Citibike is a bike share system in NYC that uses docking stations throughout the greater NYC area in all borough except Staten Island. The project is attempting to develop a model that will detect the correct number of customer in relation to the number of subscribers. Subscribers are members of the system that live area or within the system and make up the majority of trips within citibike's network. Customers use the system in a one-off or 3 day pass. They don't typically live in the area meaning they are visiting or testing the system out before becoming subscribers. This project tested four different models to each bring different results and insights into the data.
- Logistic Regression
- Naive Bayes
- Random Forest
- XGBoost
All of the models predicted for the smaller class customers that number 1:3 in relation to subscribers. This allows our metrics to adequately reflect the imbalance in the data. After analyzing possible scores for evaluation: fbeta with beta at 0.25 offered the best balance between recall and precision.
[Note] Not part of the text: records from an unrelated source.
Issue #38, opened 2021-01-19
Incorrectly named IOD_MODULE_MAP key for positron emission tomography


vanossj:
https://github.com/MGHComputationalPathology/highdicom/blob/a9f3916a9b98e09ff5f359fe77f508746e56b730/src/highdicom/_iods.py#L7825

Which SOPInstanceUID is the key `pet-image` supposed to link to? I don't see a pet image storage on the official [list](http://dicom.nema.org/dicom/2013/output/chtml/part04/sect_B.5.html).

Is it referring to _Positron Emission Tomography Image Storage_ SOP 1.2.840.10008.5.1.4.1.1.128?

If so the key should be changed to `positron-emission-tomography-image`

If this isn't the issue what key in `IOD_MODULE_MAP` does SOP 1.2.840.10008.5.1.4.1.1.128 map to?

hackermd:
@vanossj  thank you for reporting the issue and for fixing it. We will draft a new release within the next days and make the new version available on PyPI.

PR #39, opened 2021-01-19
look up IOD key from SOP Class UID

vanossj:
Added SOP Class UID to IOD key lookup map instead of generating IOD key from SOP Class Name, which is not always consistent, as shown in #38.


hackermd (approved):
Thanks @vanossj!

PR #40, opened 2021-02-23
Make Algoritithm Identification Sequence optional when using manual segmentations

CPBridge:
Currently, the `algorithm_identification` parameter is always a required parameter for a `SegmentDescription` object. (notably the the docstring lists it as optional and therefore does not match the actual `__init__` method's signature).

The SegmentationAlgorithmIdentificationSequence is a type 3 (optional) tag within a SegmentSequence ([see here](https://dicom.innolitics.com/ciods/segmentation/segmentation-image/00620002/00620007)). Currently highdicom also deduces the value of the SegmentAlgorithmName tag from the `algorithm_identifier` parameter. The SegmentAlgorithmName is a type 1C tag, required on the condition that the algorithm type is not `MANUAL` ([see here](https://dicom.innolitics.com/ciods/segmentation/segmentation-image/00620002/00620009)).

In the spirit of being opinionated, I think it is reasonable to require the full algorithm identification parameter for automatic or semi-automatic segmentations even though this is stricter than the standard. However it probably does not make sense to require this parameter when the segmentation is a manual one.

Therefore this PR implements the logic that the `algorithm_identification` is required unless the `algorithm_type` is `MANUAL`.

### DIFF
--- a/src/highdicom/seg/content.py
+++ b/src/highdicom/seg/content.py
@@ -28,7 +28,7 @@ class SegmentDescription(Dataset):
             segmented_property_category: Union[Code, CodedConcept],
             segmented_property_type: Union[Code, CodedConcept],
             algorithm_type: Union[SegmentAlgorithmTypeValues, str],
-            algorithm_identification: AlgorithmIdentificationSequence,
+            algorithm_identification: Optional[AlgorithmIdentificationSequence] = None,
             tracking_uid: Optional[str] = None,
             tracking_id: Optional[str] = None,
             anatomic_regions: Optional[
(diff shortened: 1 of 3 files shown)


hackermd (approved):

hackermd:
@CPBridge there are a couple of PEP8 style compliance issues (see [unit test output](https://travis-ci.org/github/MGHComputationalPathology/highdicom/jobs/760206996)). Could you kindly address those?

CPBridge:
Should be fixed. Tests are still failing because of coverage, but I don't believe that this is due to the changes in this PR @hackermd

hackermd (approved):

hackermd:
> Should be fixed. Tests are still failing because of coverage, but I don't believe that this is due to the changes in this PR

Hmm...maybe because extra lines where added and the coverage dropped. Shall we just lower the threshold for now?

PR #42, opened 2021-02-26
CID Links in Documentation

CPBridge:
Every time a docstring refers to specific CID, I have added a hyperlink to the DICOM standard's page for that CID. I hope this makes using the docs considerably more convenient.

I checked every link and in so doing found and corrected a mistake: Time Point Type (CID 6146) was mistakenly listed as CID 646 "Preclinical Small Animal Imaging Procedures". Oopsie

The model's goal was the reduce the number of inaccurately classified subscribers as customers instead of customers labeled as subscribers.
-
Database-Build
- Python Notebook: Walk through of the files uploaded from Citibike's database that were uploaded to a local SQL database. Used SQL to filter data into one dataset for cleaning and preprocessing.
-
Logistic Regression
- Python Notebook: Logistic RegressionCV used. Ruled out as potential model for project
-
Naive Bayes
- Python Notebook:
-
Random Forest
- Python Notebook:
-
XGBoost
- Python Notebook: Warning Errors and delayed installation prevented the model from being used further. Insufficient time to tune hyperparameters to get the model to perform optimally.